Ibra ha più fisico di Bale, ma il gallese è molto più atletico.


----------



## Superdinho80 (5 Marzo 2016)

Torros ha scritto:


> fisicamente si, atleticamente no, sono due cose diverse.
> 
> Ibra ha più fisico di Bale, ma il gallese è molto più atletico.



messi atleticamente e fisicamente è quasi nullo


----------



## Torros (5 Marzo 2016)

Superdinho80 ha scritto:


> messi atleticamente e fisicamente è quasi nullo



atleticamente Messi è nullo? 

cos'è l'atletismo secondo te?

Nel calcio gli aspetti atletici più importanti sono accelerazione, equilibrio e agilità, in tutti questi 3 aspetti Messi è un atleta nettamente migliore di CR7. Specialmente per chi gioca sulla fascia e sulla trequarti questi sono gli aspetti atletici più importanti. Messi ha un fisico più adatto a giocare a calcio. Cr7 sarebbe più adatto solo da centravanti. Quante ali sopra al metro e 80 di successo, ricordi?


----------



## Superdinho80 (5 Marzo 2016)

Torros ha scritto:


> atleticamente Messi è nullo?
> 
> cos'è l'atletismo secondo te?
> 
> Nel calcio gli aspetti atletici più importanti sono accelerazione, equilibrio e agilità, in tutti questi 3 aspetti Messi è un atleta nettamente migliore di CR7. Specialmente per chi gioca sulla fascia e sulla trequarti questi sono gli aspetti atletici più importanti. Messi ha un fisico più adatto a giocare a calcio. Cr7 sarebbe più adatto solo da centravanti.

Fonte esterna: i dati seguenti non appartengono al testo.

PR #210, opened 2021-09-01
CBAPI-2380 - CBC SDK - add recommendation code

abowersox-cb:
## Pull request checklist

https://jira.carbonblack.local/browse/CBAPI-2380

## Pull Request Description

Add support for recommendation API to CBC SDK.

- [ ] Yes
- [x] No

## How Has This Been Tested?

Unit test coverage for newly added source is at 95%.

### DIFF
--- a/src/cbc_sdk/endpoint_standard/recommendation.py
+++ b/src/cbc_sdk/endpoint_standard/recommendation.py
@@ -1,0 +1,473 @@
+#!/usr/bin/env python3
+
+# *******************************************************
+# Copyright (c) VMware, Inc. 2020-2021. All Rights Reserved.
+# SPDX-License-Identifier: MIT
+# *******************************************************
+# *
+# * DISCLAIMER. THIS PROGRAM IS PROVIDED TO YOU "AS IS" WITHOUT
+# * WARRANTIES OR CONDITIONS OF ANY KIND, WHETHER ORAL OR WRITTEN,
+# * EXPRESS OR IMPLIED. THE AUTHOR SPECIFICALLY DISCLAIMS ANY IMPLIED
+# * WARRANTIES OR CONDITIONS OF MERCHANTABILITY, SATISFACTORY QUALITY,
+# * NON-INFRINGEMENT AND FITNESS FOR A PARTICULAR PURPOSE.
+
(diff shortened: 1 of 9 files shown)


src/cbc_sdk/endpoint_standard/recommendation.py
```diff
@@ -0,0 +1,473 @@
...
+    def __init__(self, cb, model_unique_id, initial_data=None):
+        """
+        Initialize the Recommendation object.
+
+        Args:
+            cb (BaseAPI): Reference to API object used to communicate with the server.
+            model_unique_id (str): ID of the recommendation represented.
+            initial_data (dict): Initial data used to populate the recommendation.
+        """
+        super(Recommendation, self).__init__(cb, model_unique_id, initial_data, full_doc=True)
```
emitreva-cb, line 45: If I saw correctly there is no /recommendation-service/v1/orgs/{org_key}/recommendation/{id}, but just search, so maybe we do not need model_unique_id. If you do not think that's correct just disregard.

abowersox-cb: It gets initialized when those objects get created in the query, with the `recommendation_id` member of the item data. And I _do_ need it when putting together the URL in the `_take_action` function.

src/cbc_sdk/endpoint_standard/recommendation.py
```diff
@@ -0,0 +1,473 @@
...
+        """
+        Reset the recommendation, undoing any created reputation override and setting it back to NEW state.
+
+        Args:
+            comment (str): Optional comment associated with the action.
+        """
+        self._take_action('RESET', comment)
+
+
+class RecommendationImpact(UnrefreshableModel):
```
avanbrunt-cb, line 136: Why make this a separate class instead of nesting inside the recommendation class?

avanbrunt-cb: Same for the other nested classes too

abowersox-cb: OK, I did that.

avanbrunt-cb (approved):
LGTM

Quante ali sopra al metro e 80 di successo, ricordi?



se intendi questo come atletismo va bene io non intendo questo, hai presente Bolt? ? quello è un atleta


----------



## Torros (5 Marzo 2016)

un atleta per fare i 100 metri ma qui si parla di calcio, le doti atletiche di bolt non sono essenziali nel calcio, quelle di Messi invece sono ciò che lo hanno fatto eccellere in questo sport.


----------



## Superdinho80 (5 Marzo 2016)

Torros ha scritto:


> un atleta per fare i 100 metri ma qui si parla di calcio, le doti atletiche di bolt non sono essenziali nel calcio, quelle di Messi invece sono ciò che lo hanno fatto eccellere in questo sport.



se devi fare 100 metri di campo palla al piede sulla fascia in contropiede li faccio fare CR7 non a messi


----------



## JesusHeKnows (6 Marzo 2016)

Li ritengo completi entrambi, Messi é leggermente sopra di lui perché é più imprevedibile...però negli anni 90 e inizi 2000, secondo me, non sarebbero stati così forti, Anzi....Ronaldo, quello vero, era un altra roba


----------



## Danielsan (6 Marzo 2016)

Per me sono entrambi due alieni.
Penso che sia piu una provocazione dire che Ronaldo a parte doppi passi fini a se stessi non ha dribbling e che tecnicamente Messi gli mangia in testa. Sono semplicemente due giocatori diversi, con movenze diverse e stili di gioco diversi. Alcuni preferiscono il portoghese altri l'argentino come è bello e giusto che sia.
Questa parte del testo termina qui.